PR #4607, opened 2023-05-30
RN-929 File Question

IgorNadj:


packages/meditrak-app/app/assessment/specificQuestions/FileQuestion.js
```diff
@@ -0,0 +1,114 @@
...
+    marginHorizontal: BUTTON_SPACING,
+  },
+});
+
+export const FileQuestion = ({ answer, extraProps, onChangeAnswer }) => {
+  const filename = answer ? answer.substring(answer.lastIndexOf('/') + 1) : null;
+
+  const handleOpenFilePicker = async () => {
+    try {
+      // We copy the file to document storage (NSDocumentDirectory/getFilesDir on ios/android), which is our application sandboxed file storage.
```
chris-pollard, line 65: Interesting. So file must be copied in case the original file is not accessible at time of sync.

packages/meditrak-app/app/assessment/specificQuestions/FileQuestion.js
```diff
@@ -0,0 +1,114 @@
...
+      // The file may not be available at sync time otherwise.
+      // This can fail if there is no disk space.
+      // Additionally, a large backlog of files to be synced up will take up a lot of disk space on the device.
+      // Finally, we must delete files after we sync them up, or the app will just take up disk space unnecessarily.
+      // See https://github.com/rnmods/react-native-document-picker/tree/v8.2.1
+      const filePickerResponse = await DocumentPicker.pickSingle({
+        copyTo: 'documentDirectory'
+      });
+
+      // If we previously picked a file (stored a copy in app documents) and now picked a new one, we need to delete the old copy
```
chris-pollard, line 75: So the copy happens during the process, not after submission. Therefore, we need to keep the app documents storage clean as we go? e.g. if someone chooses, scraps that, then chooses another.

packages/meditrak-app/app/assessment/specificQuestions/FileQuestion.js
```diff
@@ -0,0 +1,114 @@
...
+      if (answer) {
+        try {
+          await RNFS.unlink(answer);
+        } catch (e) {
+          console.warn(`Failed to unlink previously picked file: ${answer}`);
```
chris-pollard, line 80: Is this a warning for the client log, or the user? If for user, maybe could be a bit clearer in plain terms?

chris-pollard (approved):
Looks good to me!

packages/meditrak-app/app/assessment/specificQuestions/FileQuestion.js
IgorNadj: Yep that's right.

packages/meditrak-app/app/assessment/specificQuestions/FileQuestion.js
IgorNadj: Yeah reading through how files are handled on ios/android you can pick from many places, e.g. google drive. So copying means we download the file to documents for working with.

packages/meditrak-app/app/assessment/specificQuestions/FileQuestion.js
IgorNadj: Currently this doesn't go anywhere, just the terminal while you're developing. I did consider sending this up to bugsnag (our error logging service), but I couldn't see any way to do that easily so I left it. It should be very unlikely anyway.

PR #4608, opened 2023-06-01
Waitp 1202 setup routes

acdunham:
### Changes:
- Setup basic routing for `tupaia-web`, for user pages, project, and landing page, including handling the cases of similar routes (projects and landing pages)
- Also include redirect to default project on first landing of application if none is provided

Note: This is just basic logic, there will need to be more logic added in around modals and so on when these are implemented.


packages/tupaia-web/src/Router.tsx
```diff
@@ -0,0 +1,40 @@
...
+
+import { Navigate, createBrowserRouter } from 'react-router-dom';
+import { LoginForm, PasswordResetForm, RequestAccessForm, Base } from './pages';
+import { RegisterForm } from './pages/RegisterForm';
+import { DEFAULT_URL } from './constants';
+
+const Routes = [
+  {
+    path: '/',
+    element: <Navigate to={`/${DEFAULT_URL}`} replace />, // This is to redirect from no URL to the default project URL. Some logic will also have to be added in here to render the projects modal in this case as well
```
tcaiger, line 14: great comments

packages/tupaia-web/src/Router.tsx
```diff
@@ -0,0 +1,40 @@
...
+  },
+  {
+    // This is the base view for anything with a code in the URL. This will render a landing page if the URL has only one segment, and if it has more than 1 segment it will render the MapView
+    path: '/:code/:entityCode?/*',
+    element: <Base />,
+  },
+  // The below user pages will actually be modals, which will be done when each view is created. There is an example at: https://github.com/remix-run/react-router/tree/dev/examples/modal
+  {
+    path: '/register',
```
tcaiger, line 23: I reckon we should put these specific hard coded urls above the Base url as they should always exist. We should also add this list of urls to a black list of codes that can't be used for project landing pages. Would you mind updating the constructNewRecordValidationRules.js with the extra validation rule.

packages/tupaia-web/src/Router.tsx
```diff
@@ -0,0 +1,40 @@
...
+import { DEFAULT_URL } from './constants';
+
+const Routes = [
+  {
+    path: '/',
+    element: <Navigate to={`/${DEFAULT_URL}`} replace />, // This is to redirect from no URL to the default project URL. Some logic will also have to be added in here to render the projects modal in this case as well
+  },
+  {
+    // This is the base view for anything with a code in the URL. This will render a landing page if the URL has only one segment, and if it has more than 1 segment it will render the MapView
+    path: '/:code/:entityCode?/*',
```
tcaiger, line 18:
```suggestion
    path: '/:code/:entityCode?/:dashboardCode?',
```
Any reason not to include the dashboard code param?

packages/tupaia-web/src/pages/Base.tsx
```diff
@@ -0,0 +1,20 @@
...
+
+export const Base = () => {
+  const { pathname } = useLocation();
+
+  // This is to handle trailing '/' in a pathname
+  const finalURLChar = pathname[pathname.length - 1];
+  const finalCharSubtractor = finalURLChar === '/' ? 1 : 0;
+
+  // If a pathname has only 1 segment, treat as a landing page, otherwise treat as a project
+  const isLandingPage = pathname.split('/').length - 1 - finalCharSubtractor === 1;
```
tcaiger, line 17:
```suggestion
  const { entityCode } = useParams();

  const isLandingPage = !entityCode;
```
What about just using the named param to check if it's a landing page?

packages/tupaia-web/src/Router.tsx
```diff
@@ -0,0 +1,40 @@
...
+    element: <RegisterForm />,
+  },
+  {
+    path: '/login',
+    element: <LoginForm />,
+  },
+  {
+    path: '/reset-password',
+    element: <PasswordResetForm />,
+  },
```
tcaiger, line 33: Can we also add one for verify-emai

packages/tupaia-web/src/pages/Base.tsx
tcaiger: Actually I think we can do away with Base altogether and just have this check in the Router

packages/tupaia-web/src/Router.tsx
```diff
@@ -0,0 +1,40 @@
...
+const Routes = [
+  {
+    path: '/',
+    element: <Navigate to={`/${DEFAULT_URL}`} replace />, // This is to redirect from no URL to the default project URL. Some logic will also have to be added in here to render the projects modal in this case as well
+  },
+  {
+    // This is the base view for anything with a code in the URL. This will render a landing page if the URL has only one segment, and if it has more than 1 segment it will render the MapView
+    path: '/:code/:entityCode?/*',
+    element: <Base />,
+  },
```
tcaiger, line 20:
```suggestion
    {
    // Render a landing page if the URL has only one segment
    path: '/:code',
    element: <LandingPage />,
  },
  {
    path: '/:code/:entityCode/:dashboardCode?',
    element: <MainPage />,
  },
```
What do you think about setting the route like this instead of the base route to make it more transparent. And any reason not to include the dashboardCode param?

Also I'm open to suggestions on renaming the `pages` folder to views or routes if you think that makes more sense?

tcaiger (changes requested):
Great work, it's so exciting to be using real routes! I left a couple of suggestions, let me know what you think. thanks

packages/tupaia-web/src/Router.tsx
```diff
@@ -0,0 +1,41 @@
...
+  PasswordResetForm,
+  Project,
+  RegisterForm,
+  RequestAccessForm,
+  VerifyEmailForm,
+} from './pages';
+import { DEFAULT_URL } from './constants';
+
+/**
+ * This Router is using [version 6.3]{@link https://reactrouter.com/en/v6.3.0}, as later versions are not supported by our TS setup. See [this issue here]{@link https://github.com/remix-run/react-router/discussions/8364}
```
tcaiger, line 19: thanks for the comment

tcaiger (approved):
Looks good - great work!

PR #4609, opened 2023-06-01
MDEV-6 Add defaulting behaviour to newly created data elements

EMcQ-BES:
### Changes:

- When importing a survey creates a data element, give that newly created data element the survey's permission group as its default permission group


tcaiger (approved):
LGTM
☆ ☆ ☆ ☆ ☆ ☆ ☆
# EXERCISE:
Filter the entries down to the lines with the word "thanks" in them.

# ANSWER BELOW:
Great work, it's so exciting to be using real routes! I left a couple of suggestions, let me know what you think. thanks
tcaiger, line 19: thanks for the comment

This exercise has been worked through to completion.